Leaseweb kept the servers a year at their own cost, if the end result is bad
PR from Kim, they should have just cleaned them right away. Alternatively,
they could have coordinated a positive story for both parties.

------
revelation
So the local feds took 60 servers? Out of 690?

I can't tell from the _1HU front plate_ of a _generic server_ what it's
contents are. So maybe those were the only servers they could directly
implicate in transmitting copyrighted stuff? But I'm not sure you can even
make that distinction (load balancers, proxys, internal networking different
from outside view, ..). The charges also included racketeering and other
capital crimes, so I'd imagine they could have easily taken all of these
servers on that charge alone.

Also, the way searches work here is that the people executing them are usually
not involved in the actual investigation. They call it the _executive arm_ for
a reason. So they usually get a broad description of what to take ( _servers_
), and from whom ( _Megaupload_ ) and then take everything they can find.
Police here commonly confiscates _displays_ when looking for hard disks.
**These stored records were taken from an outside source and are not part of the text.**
PR #436, opened 2026-08-24
fix(bb-auth-oidc): requireAuth throws ApiError(401) so handle401 redirect works

sharonyajain:
## Summary
AuthOIDC `requireAuth()` now throws `ApiError(401, NotAuthenticatedException)` instead of a bare `Error`, so the README's documented `if (handle401(e, provider)) return;` 401-redirect pattern actually fires for a signed-out protected call.

## Root cause
- `notAuthenticated()` (`packages/bb-auth-oidc/src/auth-oidc.ts`) returned a bare `Error` with `name: 'NotAuthenticatedException'` and **no `status`**.
- Across the JSON-RPC boundary, `errorResponseFromCatch` (`packages/core/src/rpc.ts`) serializes a non-`ApiError` as code **500**, so the browser receives an `ApiError` whose `status === 500`.
- `handle401()` (`packages/bb-auth-oidc/src/index.browser.ts`) only acts on `err instanceof ApiError && err.status === 401`, so it never matched — the error surfaced and the app never redirected to sign-in.

This mirrors the behavior already present in AuthCognito, whose `requireAuth()` throws `ApiError('Authentication required', 401, { name: NotAuthenticated })`.

## Fix
`notAuthenticated()` now returns `new ApiError('Authentication required', 401, { name: 'NotAuthenticatedException' })`. The error name is preserved, so existing `isBlocksError(e, AuthOIDCErrors.NotAuthenticated)` checks are unaffected; both the in-process throw and the wire-decoded error now carry `status === 401`.

## Tests
- `index.test.ts` — regression: `requireAuth()` rejects with an `ApiError` whose `status === 401` and name `NotAuthenticatedException`.
- `index.browser.test.ts` — new `handle401` block: redirects to `/aws-blocks/auth/signin/<provider>` on a 401 `ApiError`, returns `false` on a non-401, and (regression) does not match the pre-fix bare `Error` shape.
- Full `bb-auth-oidc` suite: 116/116 pass; repo-wide `tsc --build` clean.

Found during OIDC E2E (friction log #20; `docs/auth-testability-gaps.md` G-4).

### DIFF
--- a/packages/bb-auth-oidc/src/index.test.ts
+++ b/packages/bb-auth-oidc/src/index.test.ts
@@ -7,7 +7,7 @@ import { rmSync, mkdtempSync, writeFileSync } from 'node:fs';
 import { tmpdir } from 'node:os';
 import { join } from 'node:path';
 import { createServer, type Server } from 'node:http';
-import { clearRouteRegistry } from '@aws-blocks/core';
+import { clearRouteRegistry, ApiError } from '@aws-blocks/core';
 import type { BlocksContext } from '@aws-blocks/core';
 import { AuthOIDC, AuthOIDCErrors, stubIdp, google, customOidc, customOauth2, cognitoFederated } from './index.mock.js';
 import { handleDiscovery, handleJwks, handleAuthorize, handleAuthorizeSubmit, stubIssuerUrl } from './engines/stub-idp.js';
@@ -578,6 +578,28 @@ describe('requireAuth / checkAuth / getCurrentUser without session', () => {
 		await assert.rejects(
 			() => auth.requireAuth(ctx),
 			(e: Error) => e.name === AuthOIDCErrors.NotAuthenticated,
+		);
+	});
+
+	test('requireAuth throws an ApiError with status 401 (regression: handle401 / e.status===401 must match)', async () => {
+		// Regression for the "handle401 silently does nothing" bug. requireAuth()
+		// used to throw a bare Error (no status) named NotAuthenticatedException;
+		// over the JSON-RPC wire that serializes as code 500, so the documented
+		// `if (handle401(e, provider)) return;` redirect pattern never fired.
+		// The error MUST be an ApiError(401) — mirroring AuthCognito.requireAuth() —
+		// so both the in-process throw and the wire-decoded ApiError carry status 401.
+		const auth = new AuthOIDC(ROOT, unique('noauth401'), {
+			providers: [stubIdp({ name: unique('p') })],
+		});
+		const ctx = freshContext();
+		await assert.rejects(
+			() => auth.requireAuth(ctx),
+			(e: unknown) => {
+				assert.ok(e instanceof ApiError, `expected ApiError, got ${(e as { constructor?: { name?: string } })?.constructor?.name}`);
+				assert.strictEqual(e.status, 401, 'status must be 401 so handle401() and e.status===401 checks match');
+				assert.strictEqual(e.name, AuthOIDCErrors.NotAuthenticated, 'name must be preserved for isBlocksError()');
+				return true;
+			},
 		);
 	});
 
--- a/packages/bb-auth-oidc/src/index.test.ts
+++ b/packages/bb-auth-oidc/src/index.test.ts
@@ -662,12 +662,8 @@ describe('requireAuth / checkAuth / getCurrentUser without session', () => {
 	});
 
 	test('requireAuth throws an ApiError with status 401 (regression: handle401 / e.status===401 must match)', async () => {
-		// Regression for the "handle401 silently does nothing" bug. requireAuth()
-		// used to throw a bare Error (no status) named NotAuthenticatedException;
-		// over the JSON-RPC wire that serializes as code 500, so the documented
-		// `if (handle401(e, provider)) return;` redirect pattern never fired.
-		// The error MUST be an ApiError(401) — mirroring AuthCognito.requireAuth() —
-		// so both the in-process throw and the wire-decoded ApiError carry status 401.
+		// A bare Error serializes as 500 over JSON-RPC, so handle401 (status === 401)
+		// never fired. Must be ApiError(401); name preserved for isBlocksError().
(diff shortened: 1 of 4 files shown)


pranavosu (approved):

sharonyajain:
## CI E2E failures here are infra (IAM role quota), not this PR

Flagging for maintainers/infra owners — the failing checks on this PR are **not** caused by the change.

### What's failing
`Build and Test` is an aggregation gate; the real failures are the E2E jobs that deploy a CDK stack (E2E Sandbox, Telemetry, and all Hosting frameworks). Every one dies at **stack create** with:

```
CREATE_FAILED  AWS::IAM::Role  ...
"Cannot exceed quota for RolesPerAccount: 1500 (Status Code: 409,
 HandlerErrorCode: ServiceLimitExceeded)"
→ DeploymentError → Deployment failed
```

The shared CI account is pinned at the hard **1500 IAM roles-per-account** cap, so no new e2e stack can create its roles. Confirmed on both the original run and a fresh re-run, across all 7 failing E2E jobs.

This PR's own unit + local job (`Build, Unit Tests, E2E Local`) **passed**, and the change is isolated to AuthOIDC's `requireAuth` error type — it touches nothing in hosting/telemetry/sandbox deploys.

### Root cause of the quota exhaustion
`Cleanup Stale E2E Stacks` (`cleanup-stacks.yml`) has been failing every 4h, and a large backlog of stale stacks is stuck in `DELETE_FAILED` — their IAM roles never get released. From the latest completed cleanup run, **~134 distinct stacks are in `DELETE_FAILED`**:

- **~130** `blocks-hosting-*` / `bb-test-prod-*` e2e stacks (logged as `unexpected status: DELETE_FAILED`; the step skips rather than resolves them), spanning old PRs — e.g. `bb-test-prod-pr-282-*` (×9), `blocks-hosting-ssr-pr-161/162` (×5 each), plus hosting stacks going back to PR #20 / #46 / #107.
- **4** `amplify-*-sandbox-*` stacks (`Deleted: 0, Still failing: 4`), one dating to 2026-06-19.

(Snapshot from the 16:07 UTC cleanup run; a live count would come from `aws cloudformation list-stacks --stack-status-filter DELETE_FAILED`.)

That ~134-stack backlog is what's holding the account at the role cap.

### Suggested remediation (needs CI-account access)
1. Clear the `DELETE_FAILED` backlog — for each stack, `describe-stack-events` to find the blocking resource, then `delete-stack --retain-resources <blockingLogicalId>` and remove the orphaned IAM roles. Given the volume, script it over the full `DELETE_FAILED` list.
2. Re-run `Cleanup Stale E2E Stacks` so its later steps reap the remaining stale `blocks-*` / `bb-test-*` stacks.
3. Optionally raise the Service Quota for IAM **Roles per account** (`L-FE177D64`) for headroom.
4. Longer-term: make the janitor actually resolve (not just log/skip) `DELETE_FAILED` stacks and not fail the whole run on a single stuck stack; and/or reduce roles-per-stack in the e2e apps.

Once the account is back under the cap, re-running the failed E2E jobs on this PR should pass. Happy to help with any of the above.

packages/bb-auth-oidc/src/index.test.ts
```diff
@@ -661,6 +661,24 @@ describe('requireAuth / checkAuth / getCurrentUser without session', () => {
 		);
 	});
 
+	test('requireAuth throws an ApiError with status 401 (regression: handle401 / e.status===401 must match)', async () => {
```
osama-rizk, line 664: This test (and the browser `handle401` test) pin the two *ends* — server throws `ApiError(401)`, client `handle401` acts on `ApiError(401)` — but not the *middle*, which is where the bug actually lived: a bare `Error` was serialized as code 500 by `errorResponseFromCatch` and decoded back as `status 500`, so `handle401` never matched. Nothing here exercises that serialize→deserialize round-trip for this error. It's covered by core's `rpc.ts` contract (and I confirmed the round-trip preserves both status and name), so this is adequate — but since the defect was *specifically* a wire-serialization behavior, the single strongest regression guard would be one integration-style assertion that `requireAuth`'s error, passed through `errorResponseFromCatch` + `decodeRpcResponse`, arrives with `status === 401`. Optional / non-blocking.

osama-rizk (commented):
Reviewed end to end — correct, minimal, well-reasoned fix. **Recommend approve.**

I traced the full JSON-RPC round-trip from source rather than trusting the root-cause narrative, since the whole bug lived in the serialization *between* the two endpoints: `requireAuth` → `ApiError(401)` → `errorResponseFromCatch` emits code 401 → `decodeRpcResponse` rebuilds `status 401` → `handle401` matches (before: bare `Error` → code 500 → no match — exactly the reported bug). Backward compat holds over the wire too: the error name is carried via `data.name` and reconstructed client-side, so `isBlocksError(e, AuthOIDCErrors.NotAuthenticated)` keeps working — the fix strictly improves (adds the correct status, preserves everything name-based), no regression. Changeset `patch` is right for a genuine defect fix. Tests are meaningful — the browser suite's regression test pinning the pre-fix bare-`Error` shape is the strongest part. One optional test-completeness note inline.

packages/bb-auth-oidc/src/index.test.ts
sharonyajain: Thanks, Osama. The serialize→deserialize step is where the defect actually lived, so it's the right thing to scrutinize.

That round-trip is covered one layer down, in `packages/core/src/rpc.test.ts` ("round-trips status, name and retriable back into an ApiError on the client"), which drives errorResponseFromCatch → decodeRpcResponse and asserts both status and name survive the wire. The two tests here pin the `bb-auth-oidc` ends against that contract.

To assert the full requireAuth → wire → handle401 path from within bb-auth-oidc, we'd need to surface errorResponseFromCatch/decodeRpcResponse on core's public exports (they're currently internal), which trades a bit of encapsulation for the stronger guard. I'm happy to go either way if you'd prefer that end-to-end assertion, I'll expose the helpers and add it. Otherwise I'll leave the layering as-is.

osama-rizk (approved):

Also, why did LeaseWeb not immediately re-assign after first non-payment? What
was the bet here? That MegaUpload would be able to stave off capital charges
on absolutely no capital at all (initially), spanning 5+ countries?

From what it looks like, these servers were tainted, and should have been
taken in as evidence.

(Whats the connection here with [https://www.eff.org/cases/megaupload-data-
seizure](https://www.eff.org/cases/megaupload-data-seizure) ?)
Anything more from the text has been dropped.